◆ Provided records ◆
----
PR #5101, opened 2026-08-26
fix(stella-cli): a resumed session stops re-minting its dead lanes' ids

macanderson:
## What #3233 asked for, and what was left

PR #4725 landed the first half: each deck sub-session lane binds its own `SessionDurability` under `lane_journal_key(session, lane)` = `{session}__{lane}`, so a lane checkpoints into its own `refs/stella/…` namespace and its terminal `discard` cannot reach the lead's resume point. `agent/tests/durability_isolation.rs` holds that with four tests and a lexical fence.

What remained is item 1's other half — **the durable record of which lanes a session had running** — and it turns out that gap is not merely a missing feature. It is a live way for the durability #4725 added to hand a fresh dispatch the wrong transcript.

## The defect

`SubSessions::new` starts `next_req` at 0 on every launch, and a resumed deck **keeps its session id** — `command_deck.rs` says so where it adopts the record: *"the registry never forks a resumed session's identity."* So:

1. A session runs `req:1`, which is killed mid-turn. Per #4725 it leaves a checkpoint at `{session}__req-1`.
2. The deck is resumed. `session_persist::replay_session` restores the transcript; `SubSessions::new()` resets the counter.
3. The user types a new, unrelated prompt. `next_req_lane()` mints `req:1` again.
4. `run_worker` binds `{session}__req-1`, and `initial_messages` finds the dead lane's checkpoint and **re-enters that conversation** rather than starting on the prompt just typed.

Nothing guarded this. It is reachable only because lanes gained durable identity, which makes it #3233's own remainder rather than a separate bug.

## The record already existed

Every ref this store writes lives under its key, so `refs/stella/{session}__req-<n>/…` **is** the list of lanes a session ran. Nothing could ask for it: `WorkJournal::recorded_sessions` is private, unfiltered, and exists for retention.

- `WorkJournal::recorded_keys(prefix)` is the read path. It learns **no composition rule** — a prefix is whatever the caller says — so the `__` convention stays in the crate that mints it, and the store does not acquire a concept of a lane.
- `recorded_sessions` stays private (an age cutoff is `prune`'s business alone) and now shares one refname parse, `journal_key_of`, with the new reader instead of carrying a second copy of the `head`/`tree`/no-`/` rule.
- `SessionDurability::recorded_keys` is the best-effort passthrough, empty while unbound — a store that will not answer must not stop a session starting.
- `SubSessions::resuming` starts the counter above the highest `req:<n>` already recorded, and the deck builds its board through it (one line, so `command_deck.rs`'s ratchet is unmoved).

**Why the refs and not the session event journal.** `session_persist::journal_lanes` already names a resumed session's lanes and is in scope three hundred lines above, which makes it the tempting source. It is the wrong one: the hazard is a *checkpoint* being picked up, checkpoints live in the work journal, and the event journal only correlates with it. A signal that merely correlates with the hazard is not the hazard.

## Witnesses, ablated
----
◆ Your instructions ◆
Show a copy of each line from the records above in which the string "starting" occurs.

◆ Solution to the problem ◆
4. `run_worker` binds `{session}__req-1`, and `initial_messages` finds the dead lane's checkpoint and **re-enters that conversation** rather than starting on the prompt just typed.
- `SessionDurability::recorded_keys` is the best-effort passthrough, empty while unbound — a store that will not answer must not stop a session starting.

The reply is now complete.